A random matrix \(\boldsymbol X\) following an inverse Wishart distribution is denoted by \[ \boldsymbol X\sim \text{W}^{-1}_d\left(\boldsymbol \Psi, \nu\right) \] where \(\boldsymbol \Psi\) is the scale parameter and \(\nu\) the shape parameter. The corresponding mean is given by \[ \text{E}(\boldsymbol X) = \frac{\boldsymbol \Psi}{\nu-d-1} \] and the variances are \[ \text{Var}(x_{ij})= \frac{(\nu-d+1) \psi_{ij}^2 + (\nu-d-1) \, \psi_{ii} \psi_{jj} }{(\nu-d)(\nu-d-1)^2(\nu-d-3)} \]

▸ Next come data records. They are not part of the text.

PR #259, opened 2020-12-23
Incorporate ontology review for REQUIREMENTS

glguy:


RACK-Ontology/ontology/REQUIREMENTS.sadl
```diff
@@ -10,62 +10,73 @@
...
-	text (note "Description of the REQUIREMENT") describes REQUIREMENT with values of type string.
+	text (note "Description of the REQUIREMENT") describes REQUIREMENT with a single value of type string.
 	// The "text" string can optionally be subdivided into sub-parts : givenText, ifText, thenText
 	// This corresponds to how rules are defined in SADL and note that in a SADL rule whatever is in
 	// givenText can simply be included in the ifText part.
 	// Note that modulo naming changes this structure also matches the structure
 	// that GrammaTech had which was : Given, When, Then parts.
 	// The structure of requirements in ASSERT subsume this structure of requirements. 
 	givenText (note "optional part that can be used to set certain conditions apart from other conditions in the ifText part") describes REQUIREMENT with values of type string.
+	givenText describes REQUIREMENT with at most 1 value.
```
russell-d-e, line 36: I don't think this should have a cardinality restriction. there is no reason that you could not have multiple. 

Also in a common should the there be a new ENTITY defined for GIVEN_TEXT, in general it seems like the ravage should not be a string for anything outside the THING class. since how would TA3 be able to use/query for that. Seems like we should use a specific class, or this should be moved to the supplemental ontology

RACK-Ontology/ontology/REQUIREMENTS.sadl
```diff
@@ -10,62 +10,73 @@
...
 	ifText (note "conditions under which this requirement holds") describes REQUIREMENT with values of type string.
+	ifText describes REQUIREMENT with at most 1 value.
```
russell-d-e, line 38: I don't think this should have a cardinality restriction. there is no reason that you could not have multiple. 

Also in a common should the there be a new ENTITY defined for GIVEN_TEXT, in general it seems like the ravage should not be a string for anything outside the THING class. since how would TA3 be able to use/query for that. Seems like we should use a specific class, or this should be moved to the supplemental ontology

RACK-Ontology/ontology/REQUIREMENTS.sadl
```diff
@@ -10,62 +10,73 @@
...
 	thenText (note "specifies what should hold by this requirement if the requirement conditions are met") describes REQUIREMENT with values of type string.
+	thenText describes REQUIREMENT with at least 1 value.
```
russell-d-e, line 40: I don't think this should have a cardinality restriction. there is no reason that you could not have multiple. 

Also in a common should the there be a new ENTITY defined for GIVEN_TEXT, in general it seems like the ravage should not be a string for anything outside the THING class. since how would TA3 be able to use/query for that. Seems like we should use a specific class, or this should be moved to the supplemental ontology

RACK-Ontology/ontology/REQUIREMENTS.sadl
```diff
@@ -10,62 +10,73 @@
...
 	satisfies (note "Parent ENTITY(s) (e.g. REQUIREMENT) that this REQUIREMENT is derived from") describes REQUIREMENT with values of type ENTITY.
-	satisfies is a type of wasDerivedFrom.
-
-	mitigates (note "ENTITY(s) (e.g. HAZARD) that is being mitigated by this REQUIREMENT") describes REQUIREMENT with values of type ENTITY.
-	mitigates is a type of wasDerivedFrom.
+	satisfies is a type of wasImpactedBy.
 
-	createdBy (note "ACTIVITY(s) (e.g. REQUIREMENT_DEVELOPMENT) that created this REQUIREMENT") describes REQUIREMENT with values of type ACTIVITY.
-	createdBy is a type of wasGeneratedBy.
+	Rq:mitigates (note "ENTITY(s) (e.g. HAZARD) that is being mitigated by this REQUIREMENT") describes REQUIREMENT with values of type HAZARD.
```
russell-d-e, line 48: Why are we limiting this to HAZARD?  What if we are wanting to mitigate something else like a failure condition or something

RACK-Ontology/ontology/REQUIREMENTS.sadl
```diff
@@ -10,62 +10,73 @@
...
 
+	Rq:createdBy (note "ACTIVITY(s) (e.g. REQUIREMENT_DEVELOPMENT) that created this REQUIREMENT") describes REQUIREMENT with values of type ACTIVITY.
+	Rq:createdBy is a type of wasGeneratedBy.
 
 DATA_DICTIONARY_TERM
 	(note "Defines some conceptual data that may be collected somewhere and used somewhere else")
 	is a type of ENTITY.
 
 	text (note "Description of the term") describes DATA_DICTIONARY_TERM with values of type string.
+	text describes DATA_DICTIONARY_TERM with at most 1 value.
```
russell-d-e, line 59: I think that this property can be removed as I think it can be covered by the proerties already defined for THING (title, description, identifier).  This may force some updateds to the turnstile example to replace text with description

russell-d-e (changes requested):

AbhaMoitra:
@davearcher - can you approve this as you were the selected reviewer. This PR is the one we decided to merge.

RACK-Ontology/ontology/REQUIREMENTS.sadl
davearcher: I'm fine with loosening the cardinality restriction. Not sure by we'd define an entity class for givenText, though - it seems to clearly be an attribute of the thing rather than another thing.

RACK-Ontology/ontology/REQUIREMENTS.sadl
davearcher: I'm fine with relaxing the cardinality restriction. Problem I see is that it's not clear whether the ifTexts are conjunctive or disjunctive if we do that. Is it for example that ALL of the ifs apply? or that ANY of the ifs apply? If Dan has a clean answer for that question, we can probably close this one.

The inverse of \(\boldsymbol X\) is then Wishart distributed: \[ \boldsymbol X^{-1} \sim \text{W}_d\left( \boldsymbol S= \boldsymbol \Psi^{-1} \, , k = \nu \right) \]

Instead of \(\boldsymbol \Psi\) and \(\nu\) we may use the mean parametrisation with parameters \(\kappa = \nu-d-1\) and \(\boldsymbol M= \boldsymbol \Psi/(\nu-d-1)\): \[ \boldsymbol X\sim \text{W}^{-1}_d\left(\boldsymbol \Psi= \kappa \boldsymbol M\, , \, \nu= \kappa+d+1\right) \] with mean \[ \text{E}(\boldsymbol X) =\boldsymbol M \] and variances \[ \text{Var}(x_{ij})= \frac{(\kappa+2) \mu_{ij}^2 + \kappa \, \mu_{ii} \mu_{jj} }{(\kappa + 1)(\kappa-2)} \]

If \(\boldsymbol \Psi\) or \(\boldsymbol M\) is a scalar rather than a matrix then the multivariate inverse Wishart distribution reduces to the univariate inverse Wishart aka inverse gamma distribution (Section 4.6).